Already over many years General Dynamics has received more than $197 million in state and local tax breaks for BIW. In 2013 BIW asked for another $6 million tax break from the City of Bath. I worked with a small committee that organized a local campaign to oppose the tax cut and in the end a very reluctant city council voted to cut the request in half giving General Dynamics/BIW $3 million. That meant that citizen intervention saved the community $3
million that could be used for other local needs like salaries for firefighters,
police, and for fixing crumbling infrastructure.
Now they dare to come around to an already financially strapped state of Maine with their corporate silver cup in hand asking for another $60 million.
On top of this I recently discovered an article in the Providence (Rhode Island) Journal entitled Defense firms spend big on lucrative stock buybacks. The article reports (as shown in the photo above) General Dynamics spent $9.4 billion buying back its own stocks during 2013-2016.
In the article William Lazonick, an economist at UMASS-Lowell and an expert on stock buybacks says, "I think, as taxpayers, we're being taken for fools. At a minimum, I would have a rule saying, 'You're not getting any subsidies if you're doing buybacks. You're showing us you don't need the money.' "
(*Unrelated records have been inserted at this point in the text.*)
PR #1017, opened 2026-04-23
Updated some readme descriptions

thyr0101:
Sorry for the many pull requests I haven't really done that before. Instagram & X patches' descriptions are all added (And removed a duplicate). Someone commented about not adding obvious descriptions but I believe it is more visually appealing.

### DIFF
--- a/README.md
+++ b/README.md
@@ -57,7 +57,7 @@ java -jar cli.jar patch --patches piko.mpp input.apkm
 </tr>
 </thead>
 <tbody>
-<tr><td><code>Add ability to copy media link</code></td><td></td></tr>
+<tr><td><code>Add ability to copy media link</code></td><td>Adds the ability to copy media link.</td></tr>
 <tr><td><code>Bring back twitter</code></td><td>Bring back old twitter logo and name</td></tr>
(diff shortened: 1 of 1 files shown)


ivystopia:
The readme uses imperative mood. To be consistent, you should say "Add" not "Adds"

Since you're updating the line anyway, why not fix the British spelling "customise" to bring it in line with the other lines saying "customize"

kitadai31:
The patches list in README.md is now generated automatically.
1ffddb611c53d7e23cb0fdadd645739a35609538
Therefore, it is no longer possible to manually modify the patch list.

LisoUseInAIKyrios:
The readme patch descriptions are pulled from the [patch descriptions](https://github.com/crimera/piko/blob/4de6f3290789227eec1e85d19145d74982e8f303/patches/src/main/kotlin/app/crimera/patches/twitter/interaction/downloads/copyMediaLink/CopyMediaLink.kt#L43).

swakwork:
Sorry for the late reply, ReadMe description is now automated which makes this PR obsolete.
Thanks for the PR though :)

The article also suggests that buybacks are bad for workers and average shareholders because the real beneficiaries are savvy traders who can time their sales and corporate brass with pay packages linked to stock performance and earnings per share.
In fact the top CEO at General Dynamics, Phebe Novakovic, last year made $21 million ($5 million of which was bonuses). It was Novakovic who accelerated General Dynamics stock repurchases since taking over the corporation in 2013 - so her bonuses are likely due to these fiscal shell games.
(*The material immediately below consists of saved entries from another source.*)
PR #1021, opened 2026-04-24
Better Settings 2.0

XAlboX:
Adjusted settings to get less headaches from unskilled users


swakwork:
You can literally change it in settings, I don't know why it's needs to be changed from the code

XAlboX:
This is not for me yk...
It’s for people who don’t check the settings after installing the app and instead go straight to Telegram to complain that their DMs stay unread or the reshare button is missing 💀

PR #1035, opened 2026-04-26
feat(instagram): add bytecode-level FLAG_SECURE bypass for v426

milkywaystorm:
### Description
This PR introduces a robust, surgical bytecode-level bypass for `FLAG_SECURE` on Instagram. Unlike traditional runtime layout listeners that can cause UI lag or consistency crashes, this implementation directly targets and neutralizes the internal manager responsible for enforcing window security flags.

### Technical Implementation
* **Fingerprint Targeting:** Uses the `"Inconsistency in window FLAG_SECURE state detected!"` string fingerprint to precisely locate the central `FLAG_SECURE` consistency manager class.
* **Bytecode Injection:** * Injects a Smali gate (`if-eqz v0, :original` -> `return-void`) at the entry of the consistency-check method, tied to the user's preference.
  * Scans and neutralizes all reference-counting methods within the same class (specifically, `void` methods taking `Landroid/view/Window;` as their first parameter) to prevent the flag from being dynamically reapplied.
* **UI Integration:** Fully wired into the Piko settings framework. Added a dedicated toggle under the "Ghost" section with the appropriate constants and preference getters (`Strings.java`, `Settings.java`, `Pref.java`, `SettingsStatus.java`, and `ScreenBuilder.java`).

### Why this approach?
By neutralizing the app's internal security manager directly at the bytecode level, we bypass the screenshot/screen-record protection at its root source. This prevents the framework from ever attempting to apply the flag to the window, ensuring a completely stable experience without triggering Instagram's internal state mismatch crashes.

### Testing & Validation
- **Target APK:** Instagram v426.0.0.37.68 (Build 383207302)
- **Result:** Screenshots and screen recording are flawlessly enabled in DMs and Vanish Mode when the toggle is active. No crashes, visual glitches, or instability observed.

---
### 🤖 Disclaimer: Vibe Coding
Please note that this implementation was developed using a **"Vibe Coding"** approach alongside AI (**Claude 3 Opus via Cursor**). While the logic has been thoroughly tested locally, verified via Morphe Manager, and works perfectly on the target build, I kindly ask the maintainers to review the bytecode injection logic to ensure it perfectly aligns with the project's long-term architectural standards and smali generation conventions.

### DIFF
--- a/patches/src/main/kotlin/app/crimera/patches/instagram/utils/Constants.kt
+++ b/patches/src/main/kotlin/app/crimera/patches/instagram/utils/Constants.kt
@@ -26,7 +26,7 @@ object Constants {
                     // Stable
                     AppTarget(
                         version = "426.0.0.37.68",
-                        description = "Instagram Stable version (all archs)",
+                        description = "Tested on version code - 383207248, 383207252",
                     ),
                 ),
         )


swakwork:
If the sole purpose of this patch is blocking screenshot detection, we already have a patch for it `Disable screenshot detection` in [ScreenshotDetectionPatch.kt](https://github.com/crimera/piko/blob/dev/patches/src/main/kotlin/app/crimera/patches/instagram/misc/privacy/DisableScreenshotDetectionPatch.kt). Instead of creating 2 different patch, with 2 different toggles, doing the same stuff, combine your patches with the existing patch. Users can handle it with a single toggle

Novakovic netted $49 million in take-home pay in her first four years as General Dynamics CEO, with an annual average of 43% of her total compensation coming by way of stock-based pay. So essentially this whole thing is a scam to bleed the taxpayers.
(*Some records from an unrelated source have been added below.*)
PR #1057, opened 2026-04-29
ci: Update GitHub actions, fix UK English text of 'Bring back Twitter'

LisoUseInAIKyrios:
- Updates Crowdin pull action (fixes broken cron task after this commit reaches main branch)
- Fixes UK English not showing 'Bring back Twitter' strings
- Adds missing stubbed language files expected by the Crowdin string validator


crowdin.yml
LisoUseInAIKyrios, line 9: These declarations may not be needed because the `dest` declaration below already uses Android locale format:

`translation: patches/src/main/resources/addresources/values-%android_code%/shared/strings.xml`

But it does no harm leaving them.

LisoUseInAIKyrios:
It's outside the scope of this PR, but the Crowdin project can add the remaining languages found in the files but is not on Crowdin yet:
https://github.com/crimera/piko/tree/main/patches/src/main/resources/addresources

LisoUseInAIKyrios:
You'll want to manually upload the 'Bring back Twitter' translation to Crowdin before merging this, otherwise the existing translations here on GitHub will be wiped out on the next pull from Crowdin.

kitadai31:
We do not need to upload 'Bring back Twitter' to Crowdin.
The BBT strings are now extracted directly from the strings.xml from the stock Twitter 9.98.0 APK (the last version before X), so it no longer needs to be translated by volunteers by hand.
BBT strings are already available in all languages ​​supported by X.

Also, stub files should not be necessary.
Since I added all the languages ​​for BBT, there are many untranslated languages, including those not supported by piko's Crowdin project, so I thought that adding stub files would be redundant.
Therefore, I changed the code to silently ignore them even if stub files are not present.

Please refer to #854.

Additionally, for Arabic translations, please prioritize "ar-rSA" if you combines them.
Within the stock X app, Arabic for all regions except Western Sahara (EH) uses the default "ar". (In Crowdin, an "ar" without a region code is mapped to "ar-rSA".)

LisoUseInAIKyrios:
The stub files are needed for the Crowdin string validator.

I'll make the other changes you listed.

LisoUseInAIKyrios:
Which "bring back Twitter" Arabic files are correct? Or are both needed?

There are two Arabic language folders.

Update: I see there are two different original texts for the variants. I restored the prior regional Arabic.

PR #1088, opened 2026-05-06
update(Instagram - Translations): Update Korean

BlackGold8282:


swakwork:
You might need to include in [LanguageInstance.java](https://github.com/crimera/piko/blob/3b5cf0e6777361e1fd7044bbe1c253dfd5975b00/extensions/instagram/src/main/java/app/morphe/extension/instagram/constants/translations/LanguageInstance.java#L23) as well

PR #1197, opened 2026-05-28
Add option to use Pictures folder

Vagelis1608:
Instead of Downloads.
Enabled by default.

Seems to need an app restart to apply.
Im not sure if I missed anything there.

Can also be used as a base for a proper folder picker? XD


Vagelis1608:
I just saw that its already implemented in the dev branch.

What is most disgusting is how they play one state against another saying that if they don't get more tax breaks in Maine then they can't maintain their operations because a similar shipyard in Mississippi gets tax breaks from their state. So the poor in Maine are pitted against the poor in Mississippi and all the politicians - Republican and Democrat alike - get on their knees and give these thieving corporate pirates everything they want.
Of course some of the politicians get a kick-back too in campaign donations for having played the Wall Street game. It's sick.
General Dynamics, like most weapons corporations, get the vast majority of their operating funds from the federal treasury. The taxpayers are paying the freight from the start. But then the military industrial complex adds another twist – a strategy to extract even more profit from the taxpayers by going to the states and even to small cities like Bath demanding additional tax breaks.
We all should demand that our
state legislators oppose this corporate welfare giveaway. Before General
Dynamics gets anymore state taxpayer dollars they should be required to begin
a transition process to build commuter rail systems, tidal power and offshore
wind turbines to help us deal with our real problem - global warming.
We have the right, and the responsibility, to speak out and demand this nonsense stops now. We are handing a collapsing nation, facing the ravages of global warming, to our children and grandchildren. The least we can do is call upon on state legislators to go to Augusta and say no to General Dynamics. Enough is enough.
Let General Dynamics take back some of the extravagant pay increases and bonuses from their top executives before they come poor mouthing to our already financially barren state treasury.